Cayendo en la madriguera acuática

Así que me conecté a internet, pensando que solo buscaría a un criador que vendiera un bebé ajolote y listo. Treinta minutos después, estaba sufriendo palpitaciones leyendo foros de acuariofilia. Estos fanáticos de los peces en internet te mastican y te escupen si no entiendes el ciclo del nitrógeno, algo en lo que, francamente, no había pensado desde mis clases de química del instituto.

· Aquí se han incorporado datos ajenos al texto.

PR #1944, opened 2023-10-01
Add RuntimeSize= setting

DaanDeMeyer:
Currently we unconditionally grow disk images to 8G before booting
them in systemd-nspawn or qemu. Let's do better here by making the
size configurable and not growing the disk images by default.

We also move format_bytes() to config.py as most other formatting
functions are located there.

### DIFF
--- a/mkosi/config.py
+++ b/mkosi/config.py
@@ -773,6 +773,7 @@ class MkosiConfig:
     tools_tree_release: Optional[str]
     tools_tree_packages: list[str]
     runtime_trees: list[tuple[Path, Optional[Path]]]
+    runtime_size: Optional[int]
 
     # QEMU-specific options
     qemu_gui: bool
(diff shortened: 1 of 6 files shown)


mkosi/config.py
```diff
@@ -498,6 +499,33 @@ def match_systemd_version(value: str) -> bool:
...
 
 
+def config_parse_bytes(value: Optional[str], old: Optional[int] = None) -> Optional[int]:
+    if not value:
+        return None
+
+    if value.endswith("G"):
+        factor = 1024 ** 3
+    elif value.endswith("M"):
+        factor = 1024 ** 2
```
behrmann, line 509: nit: Even black now respects this being formatted as
```suggestion
        factor = 1024**3
    elif value.endswith("M"):
        factor = 1024**2
```

mkosi/config.py
```diff
@@ -498,6 +499,33 @@ def match_systemd_version(value: str) -> bool:
...
+        factor = 1
+
+    if factor > 1:
+        value = value[:-1]
+
+    result = math.ceil(float(value) * factor)
+    if result <= 0:
+        die("Size out of range")
+
+    rem = result % 512
```
behrmann, line 522: I vaguely remember a discussion recently to keep partitions aligned to 4K, so should we also round here to the next 4K block?

behrmann (approved):
LGTM, one question and a nit.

En primer lugar, necesitan agua fría. No a temperatura ambiente. Fría. Unos 15 o 18 grados centígrados (60-64 °F). Vivo en una zona rural de Texas. De mayo a octubre, la temperatura ambiente de mi casa es básicamente la de una olla de cocción lenta porque mi aire acondicionado lucha por su vida contra los 40 grados de calor que hace fuera. Para mantener un acuario tan frío, tienes que comprar un enfriador de agua electrónico. ¿Sabéis cuánto cuesta un enfriador de agua para acuarios? Cuatrocientos dólares. Por un lagarto que vive bajo el agua. La factura de la luz de mi familia ya parece la letra de un coche, ¿y ahora se supone que debo refrigerar un tanque de casi 80 litros en mi salón para que a esta salchicha rosa y sonriente no le dé un golpe de calor?

Si pasan demasiado calor, por lo visto su especie de capa de baba permeable se descompone y contraen infecciones por hongos que parecen bolas de algodón creciéndoles en la cabeza, lo cual suena a una auténtica pesadilla que explicarle a un niño de cuatro años llorando durante el desayuno.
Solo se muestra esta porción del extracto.